Well, we’re getting closer. As of 2009, lasers hit battlefield strength. Keep in mind, though, that this doesn’t mean raygun-toting stormtroopers anytime soon. That laser they’re talking about has to ride around on a truck. It eats HUGE amounts of energy, it costs as much as a fighter jet (hell, probably more), and if you use it wrong, it probably melts/blows up/lights on fire or all three at once.

And all this just to shoot at mortars.

The inherent problem with lasers/energy weapons is that they don’t really do anything substantially better than we can do already with conventional guns. War is the most utilitarian of all laboratories–a guy with a shovel can kill just like a guy with a $10,000 weapon can kill. If you’re spending that money, it better damned well let you kill $10,000 better than the guy with the shovel/hunk of rock/pointy stick he found on the side of the road. For a laser to be useful, it needs to fill a niche that other military tools don’t or can’t.

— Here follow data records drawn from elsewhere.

PR #6405, opened 2019-11-19
Adding memory/cpu statistics and gateway information

simplynaveen20:
This PR will add memory and cpu information in the diagnostics .
Also currently we are not capturing diagnostics in case of gateway mode , this PR will add those.
This PR will be followed immediately by  at least two PR on diagnostics which will add retry and query pipeline latency information.

### DIFF
--- a/sdk/cosmos/azure-cosmos/src/test/java/com/azure/cosmos/CosmosResponseDiagnosticsTest.java
+++ b/sdk/cosmos/azure-cosmos/src/test/java/com/azure/cosmos/CosmosResponseDiagnosticsTest.java
@@ -76,7 +76,6 @@ public class CosmosResponseDiagnosticsTest extends TestSuiteBase {
             assertThat(diagnostics).contains("Status Code : 404");
             assertThat(diagnostics).contains("Operation Type : " + OperationType.Read);
             assertThat(exception.getCosmosResponseDiagnostics().getRequestLatency()).isNotNull();
-            System.out.println(diagnostics);
         }
     }
 


sdk/cosmos/azure-cosmos/src/main/java/com/azure/cosmos/ClientSideRequestStatistics.java
```diff
@@ -210,6 +264,29 @@ void setRegionsContacted(Set<URI> regionsContacted) {
...
 
+    private void printSystemInformation(StringBuilder stringBuilder) {
+        try {
+            long totalMemory = Runtime.getRuntime().totalMemory() / 1024;
+            long freeMemory = Runtime.getRuntime().freeMemory() / 1024;
+            long maxMemory = Runtime.getRuntime().maxMemory() / 1024;
+            String used_Memory = totalMemory - freeMemory + " KB";
+            String available_Memory = (maxMemory - (totalMemory - freeMemory)) + " KB";
+
+            OperatingSystemMXBean mbean = (com.sun.management.OperatingSystemMXBean)
```
simplynaveen20: OperatingSystemMXBean from java.lang.management does not have precise information of CPU usage in percentage , therefore using com.sun.management. 
Java.lang have https://docs.oracle.com/javase/7/docs/api/java/lang/management/OperatingSystemMXBean.html#getSystemLoadAverage(), which after running on VMs unable to get the the correlation with usage properly

sdk/cosmos/azure-cosmos/src/test/java/com/azure/cosmos/CosmosResponseDiagnosticsTest.java
```diff
@@ -0,0 +1,149 @@
...
+        assertThat(this.gatewayClient).isNotNull();
+        createdDatabase.delete();
+        this.gatewayClient.close();
+        if (this.directClient != null) {
+            this.directClient.close();
+        }
+    }
+
+    @Test(groups = {"simple"})
+    public void testGatewayDiagnostics() {
```
moderakh: we don't use "test" as prefix in async sdk. please remove here and for other tests.

sdk/cosmos/azure-cosmos/src/test/java/com/azure/cosmos/CosmosResponseDiagnosticsTest.java
```diff
@@ -0,0 +1,149 @@
...
+        cosmosItemProperties.setId(UUID.randomUUID().toString());
+        try {
+            CosmosItemResponse createResponse = cosmosContainer.createItem(cosmosItemProperties);
+            String diagnostics = createResponse.getCosmosResponseDiagnostics().toString();
+            assertThat(diagnostics).contains("Connection Mode : " + ConnectionMode.GATEWAY);
+            assertThat(diagnostics).contains("Gateway statistics");
+            assertThat(diagnostics).contains("Operation Type : " + OperationType.Create);
+            assertThat(createResponse.getCosmosResponseDiagnostics().getRequestLatency()).isNotNull();
+        } catch (CosmosClientException e) {
+            fail(e.getMessage());
```
moderakh: don't catch and fail, if this the test method throws, testng will automatically fail. drop try/catch

sdk/cosmos/azure-cosmos/src/test/java/com/azure/cosmos/CosmosResponseDiagnosticsTest.java
```diff
@@ -0,0 +1,149 @@
...
+        try {
+            CosmosItemResponse createResponse = cosmosContainer.createItem(cosmosItemProperties);
+            String diagnostics = createResponse.getCosmosResponseDiagnostics().toString();
+            assertThat(diagnostics).contains("Connection Mode : " + ConnectionMode.DIRECT);
+            assertThat(diagnostics).contains("StoreResponseStatistics");
+            assertThat(diagnostics).doesNotContain("Gateway request URI :");
+            assertThat(diagnostics).contains("AddressResolutionStatistics");
+            assertThat(createResponse.getCosmosResponseDiagnostics().getRequestLatency()).isNotNull();
+        } catch (CosmosClientException e) {
+            fail(e.getMessage());
```
moderakh: don't catch and fail, if this the test method throws, testng will automatically fail. drop try/catch , here too and anywhere else applicable

sdk/cosmos/azure-cosmos/src/test/java/com/azure/cosmos/CosmosResponseDiagnosticsTest.java
```diff
@@ -0,0 +1,149 @@
...
+import static org.assertj.core.api.Assertions.fail;
+
+public class CosmosResponseDiagnosticsTest extends TestSuiteBase {
+    private CosmosClient gatewayClient;
+    private CosmosDatabase createdDatabase;
+    private CosmosContainer cosmosContainer;
+    private CosmosClient directClient;
+
+    private final static String DATABASE_NAME = "TestDiagnosticDB";
+    private final static String CONTAINER_NAME = "TestDiagnosticContainer";
```
moderakh: please try to use the shared database and collection to avoid master resource throttling.

See DocumentCrudTest as example

sdk/cosmos/azure-cosmos/src/main/java/com/azure/cosmos/ClientSideRequestStatistics.java
moderakh: This is oracle specific implementation. There are other JVMs too: IBM, Azul, Openjdk, etc, if the JVM is not oracle based implementation is com.sun.management  available?

sdk/cosmos/azure-cosmos/src/main/java/com/azure/cosmos/ClientSideRequestStatistics.java
```diff
@@ -210,6 +264,29 @@ void setRegionsContacted(Set<URI> regionsContacted) {
...
+            long totalMemory = Runtime.getRuntime().totalMemory() / 1024;
+            long freeMemory = Runtime.getRuntime().freeMemory() / 1024;
+            long maxMemory = Runtime.getRuntime().maxMemory() / 1024;
+            String usedMemory = totalMemory - freeMemory + " KB";
+            String availableMemory = (maxMemory - (totalMemory - freeMemory)) + " KB";
+
+            OperatingSystemMXBean mbean = (com.sun.management.OperatingSystemMXBean)
+                ManagementFactory.getOperatingSystemMXBean();
+            String processCpuLoad = Double.toString(mbean.getProcessCpuLoad());
+            String systemCpuLoad = Double.toString(mbean.getSystemCpuLoad());
```
moderakh: see this comment  from stackoverflow around OperatingSystemMXBean
> Thanks for this answer but i have observed that running this code increases CPU utilization by 30-40%. This means that we get increased CPU Utilization whenever we run this code

from:
https://stackoverflow.com/questions/19781087/using-operatingsystemmxbean-to-get-cpu-usage

sdk/cosmos/azure-cosmos/src/main/java/com/azure/cosmos/ClientSideRequestStatistics.java
simplynaveen20: Openjdk has  com.sun.management available , and is giving numbers. I will try with another jdk maybe IBM

simplynaveen20: Tested on AdoptSDk,IBM SDK , ZULU  they all have support for com.sun.management

sdk/cosmos/azure-cosmos/src/test/java/com/azure/cosmos/CosmosResponseDiagnosticsTest.java
simplynaveen20: Done

sdk/cosmos/azure-cosmos/src/test/java/com/azure/cosmos/CosmosResponseDiagnosticsTest.java
simplynaveen20: Done

sdk/cosmos/azure-cosmos/src/main/java/com/azure/cosmos/ClientSideRequestStatistics.java
simplynaveen20: Thanks that was helpful

sdk/cosmos/azure-cosmos/src/test/java/com/azure/cosmos/CosmosResponseDiagnosticsTest.java
simplynaveen20: Done

sdk/cosmos/azure-cosmos/src/test/java/com/azure/cosmos/CosmosResponseDiagnosticsTest.java
simplynaveen20: Done

simplynaveen20:
> 2\. stigated the p

We are calculating this on toString() method and non in the our regular api.
I can spend some time on reading other libraries , do have any suggestion ?

simplynaveen20:
> Naveen,
> 
> Two questions around using `com.sun.management.OperatingSystemMXBean`:
> 
> 1. as this is not a default java lib (it is specific to oracle/sun) I am not sure if we should rely on that or not, Could you please check what other popular metrics libraries (i.e, dropwizard (https://www.dropwizard.io/en/stable/), micrometer (https://micrometer.io/)) do in regard to cpu measuring? Do they use this?
> 2. as per the discussion on the stackoverflow thread using this may have 30-40% perf impact. Have we investigated the perf impact?
> 
> > have observed that running this code increases CPU utilization by 30-40%. This means that we get increased CPU Utilization whenever we run this code
> 
> from:
> https://stackoverflow.com/questions/19781087/using-operatingsystemmxbean-to-get-cpu-usage

We are calculating this on toString() method and non in the our regular api.
I can spend some time on reading other libraries , do have any suggestion ?

simplynaveen20:
> > Naveen,
> > Two questions around using `com.sun.management.OperatingSystemMXBean`:
> > 
> > 1. as this is not a default java lib (it is specific to oracle/sun) I am not sure if we should rely on that or not, Could you please check what other popular metrics libraries (i.e, dropwizard (https://www.dropwizard.io/en/stable/), micrometer (https://micrometer.io/)) do in regard to cpu measuring? Do they use this?
> > 2. as per the discussion on the stackoverflow thread using this may have 30-40% perf impact. Have we investigated the perf impact?
> > 
> > > have observed that running this code increases CPU utilization by 30-40%. This means that we get increased CPU Utilization whenever we run this code
> > 
> > 
> > from:
> > https://stackoverflow.com/questions/19781087/using-operatingsystemmxbean-to-get-cpu-usage
> 
> We are calculating this on toString() method and not in the our regular api flow.However I tested the latency for these method, it was in fraction of ms.
> I can spend some time on reading other libraries , do have any suggestion ?

Micrometer is using sun and ibm package, which ever first will give the result, and doesn't able to find any thing dropwizard
https://github.com/micrometer-metrics/micrometer/blob/72924823327e63f4d93f6bf2b88d3fffe1523af6/micrometer-core/src/main/java/io/micrometer/core/instrument/binder/system/ProcessorMetrics.java#L50

https://github.com/micrometer-metrics/micrometer/blob/72924823327e63f4d93f6bf2b88d3fffe1523af6/micrometer-core/src/main/java/io/micrometer/core/instrument/binder/system/ProcessorMetrics.java#L97

simplynaveen20:
> > > Naveen,
> > > Two questions around using `com.sun.management.OperatingSystemMXBean`:
> > > 
> > > 1. as this is not a default java lib (it is specific to oracle/sun) I am not sure if we should rely on that or not, Could you please check what other popular metrics libraries (i.e, dropwizard (https://www.dropwizard.io/en/stable/), micrometer (https://micrometer.io/)) do in regard to cpu measuring? Do they use this?
> > > 2. as per the discussion on the stackoverflow thread using this may have 30-40% perf impact. Have we investigated the perf impact?
> > > 
> > > > have observed that running this code increases CPU utilization by 30-40%. This means that we get increased CPU Utilization whenever we run this code
> > > 
> > > 
> > > from:
> > > https://stackoverflow.com/questions/19781087/using-operatingsystemmxbean-to-get-cpu-usage
> > 
> > 
> > We are calculating this on toString() method and not in the our regular api flow.However I tested the latency for these method, it was in fraction of ms.
> > I can spend some time on reading other libraries , do have any suggestion ?
> 
> Micrometer is using sun and ibm package, which ever first will give the result
> https://github.com/micrometer-metrics/micrometer/blob/72924823327e63f4d93f6bf2b88d3fffe1523af6/micrometer-core/src/main/java/io/micrometer/core/instrument/binder/system/ProcessorMetrics.java#L50
> 
> https://github.com/micrometer-metrics/micrometer/blob/72924823327e63f4d93f6bf2b88d3fffe1523af6/micrometer-core/src/main/java/io/micrometer/core/instrument/binder/system/ProcessorMetrics.java#L97

DropwijardMetrics have sun package dependency https://github.com/dropwizard/metrics/blob/3336d1aae5d94cf94a73db52526fc437a19b9287/metrics-jvm/src/main/java/com/codahale/metrics/jvm/FileDescriptorRatioGauge.java#L34

simplynaveen20:
> Naveen Could you please run the ReadThroughput workflow of the benchmark and see if this change has any impact on the throughput?
> 
> this is to verify this claim:
> 
> `have observed that running this code increases CPU utilization by 30-40%. This means that we get increased CPU Utilization whenever we run this code`
> 
> from:
> https://stackoverflow.com/questions/19781087/using-operatingsystemmxbean-to-get-cpu-usage

Below numbers look good
#Successful Operations
             count = 1000000
         mean rate = 101.00 events/second
     1-minute rate = 100.73 events/second
     5-minute rate = 100.85 events/second
    15-minute rate = 101.13 events/second
#Unsuccessful Operations
             count = 0

sdk/cosmos/azure-cosmos/src/test/java/com/azure/cosmos/CosmosResponseDiagnosticsTest.java
```diff
@@ -0,0 +1,149 @@
...
+import org.testng.annotations.BeforeClass;
+import org.testng.annotations.Factory;
+import org.testng.annotations.Test;
+
+import java.util.UUID;
+
+import static org.assertj.core.api.Assertions.assertThat;
+import static org.assertj.core.api.Assertions.fail;
+
+public class CosmosResponseDiagnosticsTest extends TestSuiteBase {
```
moderakh: please address what we discussed regarding tests and the fact that because the config from parent is overwriten here we may run the same test multiple times.

simplynaveen20: done

sdk/cosmos/azure-cosmos/src/main/java/com/azure/cosmos/ClientSideRequestStatistics.java
```diff
@@ -210,6 +265,27 @@ void setRegionsContacted(Set<URI> regionsContacted) {
...
+
+            String processCpuLoad = Double.toString(this.mbean.getProcessCpuLoad());
+            String systemCpuLoad = Double.toString(this.mbean.getSystemCpuLoad());
+
+            stringBuilder.append("System State Information -------").append(System.lineSeparator());
+            stringBuilder.append("Used Memory : " + usedMemory).append(System.lineSeparator());
+            stringBuilder.append("Available Memory : " + availableMemory).append(System.lineSeparator());
+            stringBuilder.append("CPU Process Load : " + processCpuLoad).append(System.lineSeparator());
+            stringBuilder.append("CPU System Load : " + systemCpuLoad).append(System.lineSeparator());
+        } catch (Exception e) {
```
moderakh: can anything in the try/catch throw?

sdk/cosmos/azure-cosmos/src/test/java/com/azure/cosmos/CosmosResponseDiagnosticsTest.java
```diff
@@ -0,0 +1,147 @@
...
+    @Test(groups = {"simple"})
+    public void gatewayDiagnostics() throws CosmosClientException {
+        CosmosItemProperties cosmosItemProperties = getCosmosItemProperties();
+        CosmosItemResponse createResponse = container.createItem(cosmosItemProperties);
+        String diagnostics = createResponse.getCosmosResponseDiagnostics().toString();
+        assertThat(diagnostics).contains("Connection Mode : " + ConnectionMode.GATEWAY);
+        assertThat(diagnostics).contains("Gateway statistics");
+        assertThat(diagnostics).contains("Operation Type : " + OperationType.Create);
+        assertThat(createResponse.getCosmosResponseDiagnostics().getRequestLatency()).isNotNull();
+        deleteItem(createResponse);
```
moderakh: as long as you are using a shared collection from TestSuiteBase, you don't need to delete documents, the test framework will do that when needed.

please remove deleteItem here and elsewhere

sdk/cosmos/azure-cosmos/src/main/java/com/azure/cosmos/ClientSideRequestStatistics.java
```diff
@@ -89,14 +103,48 @@ void recordResponse(RxDocumentServiceRequest request, StoreResult storeResult) {
...
+            this.gatewayStatistic = new GatewayStatistic();
+            this.gatewayStatistic.operationType = rxDocumentServiceRequest.getOperationType();
+            if (storeResponse != null) {
+                this.gatewayStatistic.statusCode = storeResponse.getStatus();
+                this.gatewayStatistic.subStatusCode = DirectBridgeInternal.getSubStatusCode(storeResponse);
+
+                ISessionToken sessionToken = null;
+                String headerValue;
+                if ((headerValue = storeResponse.getHeaderValue(HttpConstants.HttpHeaders.SESSION_TOKEN)) != null) {
+                    sessionToken = SessionTokenHelper.parse(headerValue);
```
moderakh: We are encoding SessionToken to a string and then decode it back here to SessionToken object. and then at the end we encode it back to string in `ClientStatistics.toString()` 

can we avoid parsing SessionToken and just rely on its string value?

sdk/cosmos/azure-cosmos/src/test/java/com/azure/cosmos/CosmosResponseDiagnosticsTest.java
```diff
@@ -0,0 +1,147 @@
...
+            String diagnostics = exception.getCosmosResponseDiagnostics().toString();
+            assertThat(exception.getStatusCode()).isEqualTo(HttpConstants.StatusCodes.NOTFOUND);
+            assertThat(diagnostics).contains("Connection Mode : " + ConnectionMode.GATEWAY);
+            assertThat(diagnostics).contains("Gateway statistics");
+            assertThat(diagnostics).contains("Status Code : 404");
+            assertThat(diagnostics).contains("Operation Type : " + OperationType.Read);
+            assertThat(exception.getCosmosResponseDiagnostics().getRequestLatency()).isNotNull();
+            System.out.println(diagnostics);
+        } finally {
+            deleteItem(createResponse);
```
moderakh: as long as you are using a shared collection from TestSuiteBase, you don't need to delete documents, the test framework will do that when needed.

please remove deleteItem here and elsewhere

sdk/cosmos/azure-cosmos/src/main/java/com/azure/cosmos/ClientSideRequestStatistics.java
simplynaveen20: Intention is be safe and not affect the other diagnostics, please suggest if you think otherwise

moderakh: it is good to be safe. looks good. I was just curious if you have seen any specific exception getting thrown from here.

in general diagnostics code should be written in a way that never throws. you did the right thing. thank you

sdk/cosmos/azure-cosmos/src/test/java/com/azure/cosmos/CosmosResponseDiagnosticsTest.java
simplynaveen20: done

sdk/cosmos/azure-cosmos/src/main/java/com/azure/cosmos/ClientSideRequestStatistics.java
simplynaveen20: done

sdk/cosmos/azure-cosmos/src/test/java/com/azure/cosmos/CosmosResponseDiagnosticsTest.java
simplynaveen20: done

sdk/cosmos/azure-cosmos/src/test/java/com/azure/cosmos/CosmosResponseDiagnosticsTest.java
```diff
@@ -0,0 +1,134 @@
...
+            fail("request should fail as partition key is wrong");
+        } catch (CosmosClientException exception) {
+            String diagnostics = exception.getCosmosResponseDiagnostics().toString();
+            assertThat(exception.getStatusCode()).isEqualTo(HttpConstants.StatusCodes.NOTFOUND);
+            assertThat(diagnostics).contains("Connection Mode : " + ConnectionMode.GATEWAY);
+            assertThat(diagnostics).contains("Gateway statistics");
+            assertThat(diagnostics).contains("Status Code : 404");
+            assertThat(diagnostics).contains("Operation Type : " + OperationType.Read);
+            assertThat(exception.getCosmosResponseDiagnostics().getRequestLatency()).isNotNull();
+            System.out.println(diagnostics);
```
moderakh: please use logger in the test no system.out.

simplynaveen20: removed it , it was not intentional

kushagraThapar:
GatewayAddressCacheTest ran locally, passes fine. Other failed tests are queryLargeDocument known issues.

For that reason, I find it rather doubtful we’ll be seeing man-portable laser rifles anytime soon. Regular rifles shoot just fine, actually, and until some aspect of military engagements change to force the usage of lasers, they won’t be used. If the AK-47 ain’t broke, don’t fix it (though, this just in, they are). This is the same as the trouble with giant robots, which I’ve discussed before.

So, what would a laser be better at than a gun? Well, a laser causes damage by generating heat, though it can take a

Goldfinger is using his laser wrong.

second or two for it to transmit that heat. Kinetic Energy weapons deliver all their force at once, pretty much, while a laser builds up. The good news is that the laser could likely keep the focus on a very precise spot for a comparatively long time. How is this useful? Well, it would be useful in the same way that the military seems to think–anti-materiel, or, in English, for blowing up/destroying stuff rather than people. Think about it: you can, with virtually unerring accuracy, place all the power of your weapon on a single rivet of the enemy tank/ship/plane/gun. If you’ve got troops trained well enough, they could make junkyards of enemy fleets or convoys in a matter of seconds–pretty cool–and with relatively little loss of life (yay, prisoners!). It’s got a use, certainly.

As for ray guns, they might show up, but they aren’t going to be lasers. Perhaps some kind of plasma thrower or radiation sprayer, maybe (but, again, they need to beat out good old-fashioned firearms to make it worth it). That, however, isn’t the direction the military is currently heading for their small arms–don’t think lasers so much as high-tech grenade launchers and ultra- lightweight machine guns.

So, yeah, no lasers for blasting rebel scum. Sorry guys. On the bright side, though, don’t be so disappointed–the blasters of Star Wars were really just plasma weapons, anyway. Those we might still build…someday. If we were really, really mad.